# HOW TO COMPLETE THIS TASK
Each line of the listing where the string "classes" appears is to be identified and copied.

# EXERCISE INPUTS
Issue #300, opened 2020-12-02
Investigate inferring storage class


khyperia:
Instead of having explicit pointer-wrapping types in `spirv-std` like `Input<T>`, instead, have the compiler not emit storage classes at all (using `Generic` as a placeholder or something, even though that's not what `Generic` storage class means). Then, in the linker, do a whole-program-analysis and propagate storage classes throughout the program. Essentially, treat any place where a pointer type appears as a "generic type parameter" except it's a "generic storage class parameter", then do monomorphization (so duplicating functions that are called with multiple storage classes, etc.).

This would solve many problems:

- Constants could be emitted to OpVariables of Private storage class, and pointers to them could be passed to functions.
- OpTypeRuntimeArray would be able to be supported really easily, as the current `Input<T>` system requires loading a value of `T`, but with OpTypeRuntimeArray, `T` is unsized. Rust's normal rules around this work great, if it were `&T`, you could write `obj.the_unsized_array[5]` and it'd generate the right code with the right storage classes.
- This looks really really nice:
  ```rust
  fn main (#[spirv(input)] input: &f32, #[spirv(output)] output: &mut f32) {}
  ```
---
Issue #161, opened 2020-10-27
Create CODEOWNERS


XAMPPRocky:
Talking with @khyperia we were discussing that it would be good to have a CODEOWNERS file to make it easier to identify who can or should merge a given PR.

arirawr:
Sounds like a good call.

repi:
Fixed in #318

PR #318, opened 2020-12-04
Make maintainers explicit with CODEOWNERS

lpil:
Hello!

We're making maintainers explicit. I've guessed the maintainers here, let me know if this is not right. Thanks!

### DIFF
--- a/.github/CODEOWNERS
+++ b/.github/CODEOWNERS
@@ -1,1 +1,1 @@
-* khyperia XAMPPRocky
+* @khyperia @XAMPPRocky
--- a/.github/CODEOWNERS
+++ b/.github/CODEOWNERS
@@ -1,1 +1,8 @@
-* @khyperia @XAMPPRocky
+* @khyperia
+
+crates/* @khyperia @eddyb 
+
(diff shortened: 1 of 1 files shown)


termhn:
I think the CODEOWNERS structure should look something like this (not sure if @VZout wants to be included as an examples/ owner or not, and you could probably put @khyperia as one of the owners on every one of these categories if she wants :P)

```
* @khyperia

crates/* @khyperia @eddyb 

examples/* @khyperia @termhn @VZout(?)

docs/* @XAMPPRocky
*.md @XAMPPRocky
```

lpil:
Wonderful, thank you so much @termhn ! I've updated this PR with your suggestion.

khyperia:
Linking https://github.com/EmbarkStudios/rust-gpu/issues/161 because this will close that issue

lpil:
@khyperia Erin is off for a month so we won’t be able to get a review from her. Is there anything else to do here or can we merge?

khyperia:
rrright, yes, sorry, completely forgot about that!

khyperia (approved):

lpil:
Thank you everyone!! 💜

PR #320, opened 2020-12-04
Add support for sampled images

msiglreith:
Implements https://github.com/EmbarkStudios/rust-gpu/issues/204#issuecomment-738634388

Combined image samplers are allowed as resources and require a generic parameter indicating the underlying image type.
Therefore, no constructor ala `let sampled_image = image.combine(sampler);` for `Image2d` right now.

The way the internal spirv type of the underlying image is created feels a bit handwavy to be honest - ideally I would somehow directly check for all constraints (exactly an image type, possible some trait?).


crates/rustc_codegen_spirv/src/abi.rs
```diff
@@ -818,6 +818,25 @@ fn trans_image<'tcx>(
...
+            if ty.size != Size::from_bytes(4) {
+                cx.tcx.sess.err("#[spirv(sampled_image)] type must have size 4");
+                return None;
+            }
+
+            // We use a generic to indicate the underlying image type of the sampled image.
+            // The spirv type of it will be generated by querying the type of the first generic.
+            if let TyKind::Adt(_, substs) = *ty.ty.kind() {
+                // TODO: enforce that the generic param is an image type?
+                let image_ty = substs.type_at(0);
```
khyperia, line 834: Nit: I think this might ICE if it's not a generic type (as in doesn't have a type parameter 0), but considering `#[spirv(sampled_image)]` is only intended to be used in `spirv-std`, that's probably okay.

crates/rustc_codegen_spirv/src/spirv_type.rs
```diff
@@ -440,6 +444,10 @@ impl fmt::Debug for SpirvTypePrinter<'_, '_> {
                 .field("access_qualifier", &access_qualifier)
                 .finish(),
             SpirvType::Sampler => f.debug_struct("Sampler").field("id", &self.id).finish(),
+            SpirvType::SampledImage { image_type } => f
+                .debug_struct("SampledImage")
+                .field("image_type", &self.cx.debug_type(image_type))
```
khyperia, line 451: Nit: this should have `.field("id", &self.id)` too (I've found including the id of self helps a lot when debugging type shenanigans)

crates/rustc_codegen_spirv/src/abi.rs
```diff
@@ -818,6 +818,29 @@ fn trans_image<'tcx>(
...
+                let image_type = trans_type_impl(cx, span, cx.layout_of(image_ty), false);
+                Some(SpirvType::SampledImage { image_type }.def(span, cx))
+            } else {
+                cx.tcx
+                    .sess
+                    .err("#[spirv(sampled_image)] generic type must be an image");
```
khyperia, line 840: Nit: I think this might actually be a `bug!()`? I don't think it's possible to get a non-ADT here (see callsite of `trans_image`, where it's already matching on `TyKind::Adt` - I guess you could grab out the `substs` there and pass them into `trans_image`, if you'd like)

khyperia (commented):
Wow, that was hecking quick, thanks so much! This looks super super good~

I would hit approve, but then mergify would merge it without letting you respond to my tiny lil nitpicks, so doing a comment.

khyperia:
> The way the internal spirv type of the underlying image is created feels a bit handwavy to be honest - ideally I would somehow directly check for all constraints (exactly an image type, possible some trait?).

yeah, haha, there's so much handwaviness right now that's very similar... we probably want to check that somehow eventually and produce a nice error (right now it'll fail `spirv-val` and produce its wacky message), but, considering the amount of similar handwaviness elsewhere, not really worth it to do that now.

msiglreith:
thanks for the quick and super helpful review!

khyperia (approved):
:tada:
...
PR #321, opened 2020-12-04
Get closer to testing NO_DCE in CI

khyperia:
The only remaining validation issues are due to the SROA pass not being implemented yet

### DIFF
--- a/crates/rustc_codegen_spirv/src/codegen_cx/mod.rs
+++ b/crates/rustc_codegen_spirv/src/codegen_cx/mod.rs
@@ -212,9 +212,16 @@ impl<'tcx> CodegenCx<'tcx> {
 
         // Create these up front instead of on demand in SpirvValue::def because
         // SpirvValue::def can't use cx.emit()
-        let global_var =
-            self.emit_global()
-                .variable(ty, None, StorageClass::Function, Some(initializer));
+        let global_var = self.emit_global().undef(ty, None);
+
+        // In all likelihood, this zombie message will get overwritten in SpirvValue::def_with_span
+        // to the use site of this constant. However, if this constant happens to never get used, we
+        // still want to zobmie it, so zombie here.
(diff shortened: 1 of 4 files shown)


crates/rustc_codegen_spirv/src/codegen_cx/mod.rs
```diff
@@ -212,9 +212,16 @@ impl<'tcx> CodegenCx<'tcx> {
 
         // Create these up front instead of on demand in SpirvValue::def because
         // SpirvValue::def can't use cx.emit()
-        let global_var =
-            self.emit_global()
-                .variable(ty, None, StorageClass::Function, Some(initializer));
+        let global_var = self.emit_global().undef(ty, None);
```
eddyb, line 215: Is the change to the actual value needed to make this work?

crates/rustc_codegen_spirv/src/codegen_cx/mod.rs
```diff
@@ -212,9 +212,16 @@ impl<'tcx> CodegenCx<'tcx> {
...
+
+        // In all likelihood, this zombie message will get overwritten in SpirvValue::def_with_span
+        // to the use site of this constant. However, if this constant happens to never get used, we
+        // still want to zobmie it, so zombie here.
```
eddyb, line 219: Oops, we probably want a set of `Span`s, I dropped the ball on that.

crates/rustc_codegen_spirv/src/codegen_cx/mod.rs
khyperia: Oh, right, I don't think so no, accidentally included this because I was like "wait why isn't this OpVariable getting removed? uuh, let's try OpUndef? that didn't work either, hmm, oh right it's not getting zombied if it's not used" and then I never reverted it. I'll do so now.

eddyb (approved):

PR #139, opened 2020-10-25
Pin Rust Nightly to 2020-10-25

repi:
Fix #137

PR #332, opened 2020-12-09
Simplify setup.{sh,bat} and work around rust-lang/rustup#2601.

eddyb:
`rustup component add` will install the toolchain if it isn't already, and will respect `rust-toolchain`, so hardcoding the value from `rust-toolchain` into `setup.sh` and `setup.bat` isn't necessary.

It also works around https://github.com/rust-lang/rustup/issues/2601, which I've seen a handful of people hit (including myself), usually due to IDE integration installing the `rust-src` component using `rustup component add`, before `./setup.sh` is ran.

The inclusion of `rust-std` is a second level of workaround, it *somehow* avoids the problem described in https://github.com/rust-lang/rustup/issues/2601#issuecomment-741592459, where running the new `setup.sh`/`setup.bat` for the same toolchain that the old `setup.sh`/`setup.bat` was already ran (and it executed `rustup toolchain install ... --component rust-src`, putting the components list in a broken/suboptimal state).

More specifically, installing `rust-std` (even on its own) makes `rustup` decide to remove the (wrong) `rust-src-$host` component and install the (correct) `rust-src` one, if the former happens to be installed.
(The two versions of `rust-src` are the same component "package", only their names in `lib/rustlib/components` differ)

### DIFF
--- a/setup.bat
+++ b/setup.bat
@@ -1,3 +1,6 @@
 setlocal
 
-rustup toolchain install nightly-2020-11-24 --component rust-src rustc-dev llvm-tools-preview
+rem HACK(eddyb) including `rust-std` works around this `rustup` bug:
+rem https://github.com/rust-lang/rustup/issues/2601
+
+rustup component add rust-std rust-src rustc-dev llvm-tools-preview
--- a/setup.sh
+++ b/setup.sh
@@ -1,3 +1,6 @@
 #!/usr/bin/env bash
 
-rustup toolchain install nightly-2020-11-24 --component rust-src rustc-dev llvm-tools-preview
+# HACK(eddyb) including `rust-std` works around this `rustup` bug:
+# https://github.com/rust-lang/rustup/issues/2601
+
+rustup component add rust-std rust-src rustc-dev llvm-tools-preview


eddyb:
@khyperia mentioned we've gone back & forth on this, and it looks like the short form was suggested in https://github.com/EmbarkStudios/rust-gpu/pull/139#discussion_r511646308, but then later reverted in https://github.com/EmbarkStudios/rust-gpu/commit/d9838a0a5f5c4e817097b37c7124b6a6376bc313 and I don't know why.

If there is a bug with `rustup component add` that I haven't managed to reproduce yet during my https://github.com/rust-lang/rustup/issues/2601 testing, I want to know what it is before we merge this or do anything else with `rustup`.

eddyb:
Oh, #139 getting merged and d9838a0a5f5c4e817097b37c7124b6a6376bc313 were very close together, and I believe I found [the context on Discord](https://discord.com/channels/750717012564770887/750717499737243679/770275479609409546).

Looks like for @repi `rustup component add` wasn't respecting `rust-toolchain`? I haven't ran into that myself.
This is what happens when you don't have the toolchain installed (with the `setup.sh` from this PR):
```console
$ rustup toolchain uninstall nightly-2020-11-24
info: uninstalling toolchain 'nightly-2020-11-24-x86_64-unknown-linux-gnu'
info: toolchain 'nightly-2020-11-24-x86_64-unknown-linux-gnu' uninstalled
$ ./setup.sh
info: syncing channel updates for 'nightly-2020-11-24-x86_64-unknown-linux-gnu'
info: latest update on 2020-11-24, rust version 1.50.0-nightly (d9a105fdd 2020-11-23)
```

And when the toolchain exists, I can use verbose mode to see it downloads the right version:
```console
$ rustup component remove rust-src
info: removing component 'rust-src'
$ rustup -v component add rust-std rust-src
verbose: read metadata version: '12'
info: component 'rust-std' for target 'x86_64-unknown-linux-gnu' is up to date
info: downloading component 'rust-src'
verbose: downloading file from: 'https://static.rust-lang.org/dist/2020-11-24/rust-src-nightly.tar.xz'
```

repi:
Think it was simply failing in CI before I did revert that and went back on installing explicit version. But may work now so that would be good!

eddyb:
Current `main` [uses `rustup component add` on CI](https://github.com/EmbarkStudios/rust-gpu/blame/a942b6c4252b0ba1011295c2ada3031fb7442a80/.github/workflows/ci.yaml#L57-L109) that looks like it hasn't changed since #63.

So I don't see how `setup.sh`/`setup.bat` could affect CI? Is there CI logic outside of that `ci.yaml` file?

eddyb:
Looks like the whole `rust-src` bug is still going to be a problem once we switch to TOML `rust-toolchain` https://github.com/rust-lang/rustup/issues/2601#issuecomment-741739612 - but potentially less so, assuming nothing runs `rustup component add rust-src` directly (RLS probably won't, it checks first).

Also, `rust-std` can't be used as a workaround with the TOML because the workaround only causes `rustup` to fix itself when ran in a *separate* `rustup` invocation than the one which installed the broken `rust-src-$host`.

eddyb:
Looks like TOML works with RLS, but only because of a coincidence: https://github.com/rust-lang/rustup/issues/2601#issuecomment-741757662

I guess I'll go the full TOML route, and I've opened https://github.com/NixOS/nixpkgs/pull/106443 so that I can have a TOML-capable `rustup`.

# TASK OUTPUT
Instead of having explicit pointer-wrapping types in `spirv-std` like `Input<T>`, instead, have the compiler not emit storage classes at all (using `Generic` as a placeholder or something, even though that's not what `Generic` storage class means). Then, in the linker, do a whole-program-analysis and propagate storage classes throughout the program. Essentially, treat any place where a pointer type appears as a "generic type parameter" except it's a "generic storage class parameter", then do monomorphization (so duplicating functions that are called with multiple storage classes, etc.).
- OpTypeRuntimeArray would be able to be supported really easily, as the current `Input<T>` system requires loading a value of `T`, but with OpTypeRuntimeArray, `T` is unsized. Rust's normal rules around this work great, if it were `&T`, you could write `obj.the_unsized_array[5]` and it'd generate the right code with the right storage classes.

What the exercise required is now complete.